▸ Task objective
Out of the entries that follow, copy each line containing "name".

▸ Information provided
* * * * * * *
PR #185, opened 2016-08-23
[#40] Implement Quick Outline

ghillairet:
Fix issue with expanded elements in the outline view. Updates made in the document now does not reset the state of the tree in the outline to default expanded elements.

quick


tfesenko:
Passed code review and QA. Looks good!

Issue #193, opened 2016-08-26
NPE when the Outline is closed


tfesenko:
Extracted from https://github.com/ModelSolv/RepreZen/pull/1039#issuecomment-242767094

An NPE is thrown when the Outline View is not open:
![ee85cc3c-6b7f-11e6-81e5-6349526cbed6](https://cloud.githubusercontent.com/assets/644582/18015531/16f72a74-6b96-11e6-8921-9a98441a9da0.png)

It corresponds to

``` java
contentOutline.setInput(getEditorInput());
```

@ghillairet I assume this is an easy fix. Can you please consider it a high-priority bug.

PR #194, opened 2016-08-29
[#193] NPE when the Outline is closed

ghillairet:


tfesenko:
Straightforward fix. Merging

Issue #189, opened 2016-08-23
Warning instead of Error on curly braces in path item references


tedepstein:
Noted in [support ticket #152](https://support.reprezen.com/helpdesk/tickets/152).  

While SwagEdit disallows path item references with un-encoded curly braces, the Swagger.io editor allows them, and Swagger-UI actually _requires_ them to be un-encoded.  It won't work with URL-encoded curly braces.

Swagger-Normalizer is our immediate solution to this problem.  But users will want to be able to use un-encoded curly braces for tool portability, consistency, and readability.

Related Swagger-JS issue: https://github.com/swagger-api/swagger-js/issues/837

ghillairet:
Possible solution in PR https://github.com/RepreZen/SwagEdit/pull/197

Previous behavior

![screen shot 2016-08-30 at 15 48 46](https://cloud.githubusercontent.com/assets/148045/18093805/7ede12b8-6ed1-11e6-9d39-207c3eb4cab3.png)

New behavior

![screen shot 2016-08-30 at 15 49 04](https://cloud.githubusercontent.com/assets/148045/18093837/97d4e7ec-6ed1-11e6-9c76-3e2a0323dea6.png)

PR #197, opened 2016-08-30
[#189] Warning instead of Error on curly braces in path item references

ghillairet:
#189

### DIFF
--- a/com.reprezen.swagedit.tests/src/com/reprezen/swagedit/validation/ReferenceValidatorTest.xtend
+++ b/com.reprezen.swagedit.tests/src/com/reprezen/swagedit/validation/ReferenceValidatorTest.xtend
@@ -77,9 +77,34 @@ class ReferenceValidatorTest {
 			new SwaggerError(9, IMarker.SEVERITY_WARNING, Messages.error_missing_reference)
 		))
 	}
-	
+
 	@Test
 	def void shouldValidateReference_To_ValidPath() {
+		val content = '''
+			swagger: '2.0'
+			info:
+			  version: 0.0.0
+			  title: Simple API
+			paths:
+			  /foo/{bar}:
+			    get:
+			      parameters:
+			        - $ref: '#/paths/~1foo~1%7Bbar%7D'
+			      responses:
+			        '200':
+			          description: OK
+		'''
+
+		document.set(content)
+		val baseURI = new URI(null, null, null)
+		val resolvedURI = new URI(null, null, "/paths/~1foo~1{bar}")
+		val errors = validator(#{resolvedURI -> document.asJson}).validate(baseURI, document.yaml)
+
+		assertEquals(0, errors.size())
+	}
+
+	@Test
+	def void shouldWarnOnInvalidCharacters() {
 		val content = '''
 			swagger: '2.0'
 			info:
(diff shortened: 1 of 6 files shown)


tfesenko:
The PR introduces the following regression:
using a `./` in the ref value causes a warning:
screen shot 2016-08-30 at 5 37 26 pm
Removing the `./` resolves it:
screen shot 2016-08-30 at 5 37 37 pm

`../` is also OK (no warnings). 
Models:
[refs.zip](https://github.com/RepreZen/SwagEdit/files/445968/refs.zip)

We use the `./`-s in our Multi-file Uber example.

I will re-review this PR again tomorrow with a fresh head.

tfesenko:
Curly braces are supported in both unencoded human-friendly form and encoded form:
screen shot 2016-09-02 at 6 01 45 pm
As expected (and as it was in previous versions), code-assist proposes the encoded string for ref values.
I used these models - [refs2.zip](https://github.com/RepreZen/SwagEdit/files/452986/refs2.zip) .

But because of newly introduced warnings for the `./` in `$refs`, it's really hard to work with this version.  Please fix it.

tfesenko:
[refs2.zip](https://github.com/RepreZen/SwagEdit/files/452986/refs2.zip)

ghillairet:
Updated to only warn on curly braces, not other invalid characters.

com.reprezen.swagedit.tests/src/com/reprezen/swagedit/validation/ReferenceValidatorTest.xtend
```diff
@@ -104,6 +104,32 @@ class ReferenceValidatorTest {
...
+			          description: OK
+		'''
+
+		document.set(content)
+		val baseURI = new URI(null, null, null)
+		val resolvedURI = new URI(null, null, "/paths/~1foo~1{bar}")
+		val errors = validator(#{resolvedURI -> document.asJson}).validate(baseURI, document.yaml)
+
+		assertEquals(1, errors.size())
+		assertTrue(errors.contains(new SwaggerError(9, IMarker.SEVERITY_WARNING, Messages.error_invalid_reference)))
```
tfesenko, line 129: Nice

com.reprezen.swagedit/src/com/reprezen/swagedit/json/references/JsonReference.java
```diff
@@ -36,16 +36,19 @@
...
     private final boolean local;
     private final Object source;
+    private final boolean containsWarning;
 
     private JsonNode resolved;
     private JsonDocumentManager manager = JsonDocumentManager.getInstance();
 
-    JsonReference(URI uri, JsonPointer pointer, boolean absolute, boolean local, Object source) {
+    JsonReference(URI uri, JsonPointer pointer, boolean absolute, boolean local, boolean containsWarning,
+            Object source) {
```
tfesenko, line 45: We already reached 6 constructor parameter. In three usages of four we use the same values for the first five params: `new JsonReference(null, null, false, false, false, node)`.
If we ever decide to add another constructor parameter it would be good to see how we can make it more readable, e.g. use fluent builder API or create new constructors (or static methods) for most commonly used cases.

tfesenko:
Passed QA and code review

PR #464, opened 2019-04-05
New block pool#387

jyouyj:
Check difficulty number is correct according to parent difficulty

### DIFF
--- a/quarkchain/cluster/shard.py
+++ b/quarkchain/cluster/shard.py
@@ -69,8 +69,8 @@ class PeerShardConnection(VirtualConnection):
     def broadcast_new_tip(self):
         if self.best_root_block_header_observed:
             if (
-                self.shard_state.root_tip.height
-                < self.best_root_block_header_observed.height
+                self.shard_state.root_tip.total_difficulty
+                < self.best_root_block_header_observed.total_difficulty
             ):
                 return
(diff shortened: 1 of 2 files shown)


quarkchain/cluster/shard.py
```diff
@@ -579,6 +579,36 @@ def broadcast_tx_list(self, tx_list, source_peer=None):
             ]
             consensus_type = shard_config.CONSENSUS_TYPE
             diff = header.difficulty
+
+            # Check difficulty
+            if not self.env.quark_chain_config.SKIP_MINOR_DIFFICULTY_CHECK:
+                if not self.state.db.contain_minor_block_by_hash(
```
qcdll: this requires the prev block to be in DB, but there may be cases where the parent may also still be in the new block pool. This doesn't look right

quarkchain/cluster/shard.py
```diff
@@ -76,8 +76,8 @@ def send_new_block(self, block):
     def broadcast_new_tip(self):
         if self.best_root_block_header_observed:
             if (
-                self.shard_state.root_tip.height
-                < self.best_root_block_header_observed.height
+                self.shard_state.root_tip.total_difficulty
```
ninjaahhh: please merge with master to show the correct and relevant changes

jyouyj:
I will submit a new pull request later.

PR #469, opened 2019-04-10
Add more strict check on new block pool

### LINKED ISSUE #387: new_block_pool 未及时清理，可能会引发DOS攻击
注意到在shard.py中未对new_block_pool做及时的清理，在add_block函数中的逻辑如下
```
        try:
            xshard_list, coinbase_amount_map = self.state.add_block(block)
        except Exception as e:
            Logger.error_exception()
            return False

        # only remove from pool if the block successfully added to state,
        #   this may cache failed blocks but prevents them being broadcasted more than needed
        # TODO add ttl to blocks in new_block_pool
        self.state.new_block_pool.pop(block.header.get_hash(), None)
```
在state中add_block若失败则直接返回，new_block_pool中的失败区块却没有进行清理，这样它们将持续堆积在内存中。
从攻击者角度上讲我们可以构造大量的恶意区块，它们无法通过state.add_block中的验证，但却会被添加进new_block_pool中，对节点的内存进行DOS攻击。不过在添加进new_block_pool之前会对该区块的工作量进行检查，这样就需要我们耗费一定的资源，但是因为在接收区块时并未对高度进行限制，那么我们可以从区块高度非常低时在同一高度生成大量区块，此时需要的难度较低，而且这样正常流程生成的区块本身也会在state.add_block中失败，满足了我们的要求。另外此处的validate_seal函数似乎并未对diff进行检查，只是一个简单估计，应该可以直接将diff调整到最小值，这样也可以生成大量恶意区块。利用这些区块即可对目标节点的内存进行DOS攻击。

jyouyj:
Fix #387 and check difficulty number is correct according to parent difficulty

### DIFF
--- a/quarkchain/cluster/shard.py
+++ b/quarkchain/cluster/shard.py
@@ -573,6 +573,7 @@ class Shard:
             > time_ms() // 1000 + ALLOWED_FUTURE_BLOCKS_TIME_BROADCAST
         ):
             return
+        # Ignore old blocks
         if (
             self.state.header_tip
             and self.state.header_tip.height - block.header.height
--- a/quarkchain/cluster/shard.py
+++ b/quarkchain/cluster/shard.py
@@ -28,12 +28,10 @@ from quarkchain.core import (
 )
 from quarkchain.constants import (
     ALLOWED_FUTURE_BLOCKS_TIME_BROADCAST,
-    ALLOWED_FUTURE_BLOCKS_TIME_VALIDATION,
     NEW_TRANSACTION_LIST_LIMIT,
     MINOR_BLOCK_BATCH_SIZE,
     MINOR_BLOCK_HEADER_LIST_LIMIT,
     SYNC_TIMEOUT,
-    ALLOWED_STALE_BLOCKS_HEIGHT_DIFF,
 )
 from quarkchain.db import InMemoryDb, PersistentDb
 from quarkchain.utils import Logger, check, time_ms
--- a/quarkchain/cluster/shard.py
+++ b/quarkchain/cluster/shard.py
@@ -33,6 +33,7 @@ from quarkchain.constants import (
     MINOR_BLOCK_BATCH_SIZE,
     MINOR_BLOCK_HEADER_LIST_LIMIT,
     SYNC_TIMEOUT,
+    ALLOWED_STALE_BLOCKS_HEIGHT_DIFF,
 )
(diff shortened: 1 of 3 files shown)


ninjaahhh:
to address all the problem mentioned in #387, following changes also seem necessary

1. in `shard.add_block()`, when `self.state.add_block(block)` failed, the block should be popped from `new_block_pool`
2. limit how far away `handle_new_block` should handle. otherwise we still will receive new blocks with very low diff (block height 3)

also, what do you think if we move the full validation logic to `shard.handle_new_block` instead of `shard_state.add_block`?

qcdll:
I agree that this only fixes a portion of #387 

to me, `handle_new_block` is a way to handle broadcasted blocks and we need to decide whether to accept and re-broadcast; `shard_state.add_block` is the real deal and goes through the most stringent checks. I feel a proper way may be have a preliminary check enforced by `handle_new_block` and have `shard_state.add_block` run it as a subroutine as well

ninjaahhh:
realized we intentionally keep the bad block in `new_block_pool` to avoid spamming others, as mentioned in the comments. the ideal fix would be to add a TTL for items in the pool

for now will keep the bad block in the pool

quarkchain/cluster/shard.py
```diff
@@ -560,15 +559,30 @@ def broadcast_tx_list(self, tx_list, source_peer=None):
...
+
+        # Sanity check on timestamp and block height
+        if (
+            block.header.create_time
+            > time_ms() // 1000 + ALLOWED_FUTURE_BLOCKS_TIME_BROADCAST
         ):
-            if block.header.hash_prev_minor_block not in self.state.new_block_pool:
-                return
+            return
+        if (
```
qizhou: May add a comment
# Skip the block if it is too old.

quarkchain/cluster/shard.py
```diff
@@ -560,15 +559,30 @@ def broadcast_tx_list(self, tx_list, source_peer=None):
...
+            self.state.header_tip
+            and self.state.header_tip.height - block.header.height
+            > self.state.shard_config.max_stale_minor_block_height_diff
+        ):
+            return
```
ninjaahhh: it's essentially the same check when adding the block

https://github.com/QuarkChain/pyquarkchain/blob/178d8976a26989e13bd1aee0c9dfb6221cb2260a/quarkchain/cluster/shard_state.py#L812-L841

just add it here as a prerequisite

PR #471, opened 2019-04-10
Update xshard deposit format to indicate coinbase

### LINKED ISSUE #470: Weird tx are indexed for miner
example

http://testnet2.quarkchain.io/address/0xd50f23e410711c1391f5ef88fc11245e564c768400000000

I guess those payments are block rewards but somehow regarded as tx

UPDATE: they are all root block rewards, which are represented as x-shard deposits

ninjaahhh:
in #350, [it  changes the format of x-shard deposit](https://github.com/QuarkChain/pyquarkchain/pull/350/files#diff-87764b6e3711103099757595c6f871c1L1242), which breaks the indexer's assumption (root block coinbase reward deposit should have 0 tx hash):

https://github.com/QuarkChain/pyquarkchain/blob/c89084205605a9dd505008434b7098790a2a1733/quarkchain/cluster/shard_db_operator.py#L69-L75

this PR added `is_coinbase` field to xshard deposit so client can handle correspondingly. fixes #470

### DIFF
--- a/quarkchain/cluster/jsonrpc.py
+++ b/quarkchain/cluster/jsonrpc.py
@@ -839,6 +839,7 @@ class JSONRPCServer:
                     "blockHeight": quantity_encoder(tx.block_height),
                     "timestamp": quantity_encoder(tx.timestamp),
                     "success": tx.success,
+                    "is_coinbase": tx.is_coinbase,
                 }
             )
         return {"txList": txs, "next": data_encoder(next)}
--- a/quarkchain/cluster/jsonrpc.py
+++ b/quarkchain/cluster/jsonrpc.py
@@ -393,10 +393,10 @@ class JSONRPCServer:
     def start_public_server(cls, env, master_server):
         server = cls(
             env,
-            master_server, 
+            master_server,
             env.cluster_config.JSON_RPC_PORT,
             env.cluster_config.JSON_RPC_HOST,
-            public_methods
+            public_methods,
         )
         server.start()
         return server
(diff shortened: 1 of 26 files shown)


quarkchain/cluster/shard_state.py
```diff
@@ -106,8 +106,8 @@ def __get_current_tx(self):
 
                 # Perform x-shard from root chain coinbase
                 return CrossShardTransactionDeposit(
-                    tx_hash=self.rblock.header.get_hash(),
-                    from_address=self.rblock.header.coinbase_address,
+                    tx_hash=bytes(32),
```
qizhou: May be we should use sha3(rootblock.get_hash() + "coinbase")?  This will make sure each tx_hash is unique.

ninjaahhh: any benefit for making it unique? because it will again break the indexer, which by default regards `tx_hash == bytes(32)` as root block coinbase reward

ninjaahhh: the reason for my change is to find a way to differentiate between real xshard deposit and root block coinbase, because the indexing server should only index the former

qizhou: Yes, but in general, one txhash = one tx, while now we have one txhash = a list of txs.  For index server, do you think we can resort other way to detect (but probably still need to show the coinbase tx properly).

ninjaahhh:
a clean fix would be to use another field to indicate root block coinbase reward

ninjaahhh:
@qizhou take another look when you have time

quarkchain/cluster/jsonrpc.py
```diff
@@ -839,6 +839,7 @@ def get_data_default(key, decoder, default=None):
                     "blockHeight": quantity_encoder(tx.block_height),
                     "timestamp": quantity_encoder(tx.timestamp),
                     "success": tx.success,
+                    "is_coinbase": tx.is_coinbase,
```
qizhou: May use the name "is_from_root_chain"?  Since in the future, we plan to support tx in root_chain and allow root_chain to send a transaction to different shards.

ninjaahhh: sounds good. will update the name

PR #473, opened 2019-04-10
[BREAKING CHANGE] Modify full shard key rlp in evm tx

ninjaahhh:
brought up by @pingke, seems it doesn't give much benefit using different serialization for shard key

note this is a breaking change. shouldn't merge in current network. should be for root chain.


qizhou:
Current minimum size transaction should adopt most fields in 0 (note that the transactions should be valid).  This will help us identify the max block size of a shard.

qcdll:
so it would be best to change the min size accordingly as `from_full_shard_key` can be 0

qizhou:
> so it would be best to change the min size accordingly as `from_full_shard_key` can be 0

Yes, in theory, a valid transaction could.

ninjaahhh:
close this since we want to avoid breaking changes. let's keep `BigEndianInt(4))`

ninjaahhh:
close this since we want to avoid breaking changes. let's keep `BigEndianInt(4))`

> close this since we want to avoid breaking changes. let's keep `BigEndianInt(4))`

cc @pingke

PR #475, opened 2019-04-10
tx_whitelist_senders in qkc config

### LINKED ISSUE #449: allow whitelisted address to send transactions while ENABLE_TX_TIMESTAMP is not reached
We will allow some specific sender to transfer token so that
1, distribute some bounty (such as mining) early
2, allow early token swap for PoSW users
3, etc

qcdll:
fixes #449 
move checks to proper places to check sender address

### DIFF
--- a/quarkchain/cluster/shard_state.py
+++ b/quarkchain/cluster/shard_state.py
@@ -452,6 +452,16 @@ class ShardState:
         if evm_tx.is_cross_shard and evm_tx.startgas > xshard_gas_limit:
             raise RuntimeError("xshard evm tx exceeds xshard gas limit")
 
+        # check if TX is disabled
+        if (
+            self.env.quark_chain_config.ENABLE_TX_TIMESTAMP is not None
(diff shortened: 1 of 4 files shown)


quarkchain/cluster/shard_state.py
```diff
@@ -636,14 +646,6 @@ def __validate_block(
                 % (xshard_gas_limit, block.meta.evm_xshard_gas_limit)
             )
 
-        if (
```
ninjaahhh: I think we still need to make sure blocks only contain whitelisted tx.

note that other miners can always manually craft a block including unwanted transactions.

qcdll: then the block would be rejected as transactions cannot be validated

qcdll: this is also covered by unittest:
https://github.com/QuarkChain/pyquarkchain/pull/475/files#diff-f0cb0611ad35e203a2117908d4a5a812R2241
even the block contains transactions (unwhitelisted), it would be rejected

PR #483, opened 2019-04-13
Always return shard block's coinbase during slave sync

qizhou:
fix a root block synchronizer bug that
- a shard block is added in the local db
- the shard block is not in master (due to shutdown or sync fail)
so that it returns None coinbase_map, and not added in master db (in sync block logic)

- log root block header download time
- make shard tip receive log less verbose

### DIFF
--- a/quarkchain/cluster/shard.py
+++ b/quarkchain/cluster/shard.py
@@ -192,10 +192,11 @@ class PeerShardConnection(VirtualConnection):
         if self.shard_state.header_tip.height >= m_header.height:
             return
 
-        Logger.info(
+        Logger.info_every_sec(
             "[{}] received new tip with height {}".format(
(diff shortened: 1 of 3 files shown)


quarkchain/cluster/shard.py
```diff
@@ -685,7 +686,9 @@ def broadcast_tx_list(self, tx_list, source_peer=None):
                 xshard_list, coinbase_amount_map = self.state.add_block(
                     block, skip_if_too_old=False
                 )
-                coinbase_amount_list.append(coinbase_amount_map)
+                # coinbase_amount_map may be None if the block exists
+                # adding the block header one since the block is already validated.
+                coinbase_amount_list.append(block.header.coinbase_amount_map)
```
ninjaahhh: also update comment at line 670

PR #489, opened 2019-04-15
Revert "Check failed transaction gas"

ninjaahhh:
since this is a breaking change, need to revert this for a new release for testnet.

will prepare another revert PR asap


qizhou:
Could we revert it in different branch such as testnet2.5.5?

ninjaahhh:
> Could we revert it in different branch such as testnet2.5.5?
* * * * * * *
▸ Exercise solution
qizhou: May use the name "is_from_root_chain"?  Since in the future, we plan to support tx in root_chain and allow root_chain to send a transaction to different shards.
ninjaahhh: sounds good. will update the name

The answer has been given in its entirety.